Diagnosis of mastocytosis in the skin
- While a biopsy is the definitive diagnostic method, positive Darier’s sign is present in most children and many adults with mastocytosis in the skin. Use of antihistamines can suppress a positive Darier’s sign[ii].
- Biopsies from lesional skin should be stained for mast cells using toluidine blue or Giemsa-Wright stain; evaluated for CD117, CD25 and CD2 using IHC; and evaluated for activating mutations in the CKIT gene using PCR or sequencing methods[i] .
|Diagnostic criteria for cutaneous mastocytosis (requires one major and one minor criterion)[iii]|
|Typical mast cell rash, usually maculopapular, or atypical rash with positive Darier’s sign||Dense infiltration by tryptase positive mast cells, >15 mast cells/cluster or >20 mast cells/x40 magnification hpf if not clustered|
|Activating CKIT mutation detected in biopsy from skin lesion|
Symptoms and treatment of mastocytosis in the skin
- Common symptoms localized to the skin include flushing, itching, burning, hives and blistering[iv].

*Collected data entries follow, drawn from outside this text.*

PR #591, opened 2020-02-10
adding onNext in last step of tutorial of color my world activity

prakashujjwal1010:
### before:
ezgif com-video-to-gif (7)

### after:
ezgif com-video-to-gif (8)


llaske:
In some cases, the Next button could be the same than the End button because there is some other steps depending of the visibility of some UI elements. See for example on the Sugarizer first screen:

image

So the fix will force us to handle specifically onNext depending of the context (is it the true last or is the supposed last step).
I think it's not worth the effort for something that is not really a bug.

prakashujjwal1010:
Okay, I see.

PR #607, opened 2020-02-14
Add fullscreen/unfullscreen mode for Stopwatch Activity

### LINKED ISSUE #599: Add a fullscreen button in the Stopwatch activity
Sugarizer activities don't look good on devices with small screen - for example smartphones.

- Mediator release symptoms can affect other organs regardless of whether or not they have systemic mastocytosis. Flushing, nausea, vomiting, diarrhea and low blood pressure have been reported among other symptoms. Wheezing, shortness of breath and rarely cyanosis may be present. Anaphylaxis can also occur[iii].
- Treatment for cutaneous mastocytosis/mastocytosis in the skin relies upon histamine blockade with H1 inverse agonists and H2 antagonists; cromolyn sodium; leukotriene antagonists; and PUVA treatment in severe cases[v].
- In treatment resistant cases, systemic glucocorticoids and topical cromolyn may be used. In some instances, mastocytomas may be excisedi. Anaphylaxis should be treated with epinephrine per current guidelines[v].
[i] Molderings GJ, et al. (2011). Mast cell activation disease: a concise practical guide for diagnostic workup and therapeutic options. J Hematol Oncol, 4(10), 10.1186/1756-8722-4-10
[ii] Hartmann K, et al. (2016). Cutaneous manifestations in patients with mastocytosis: consensus report of the European Competence Network on Mastocytosis; the American Academy of Allergy, Asthma and Immunology; and the European Academy of Allergology and Clinical Immunology. Journal of Allergy and Clinical Immunology, 137(1), 35-45.
[iii] Valent P, et al. (2007). Standards and standardization in mastocytosis: consensus statements on diagnostics, treatment recommendations and response criteria. European Journal of Clinical Investigation, 37, 435-453.
[iv] Carter MC, et al. (2014). Mastocytosis. Immunol Allergy Clin North Am, 34(1), 10.1016/j.iac.2013.09.001
[v] Castells M, et al. (2011). Guidelines for the diagnosis and treatment of cutaneous mastocytosis in children. Am J Clin Dermatol, 12(4), 259-270.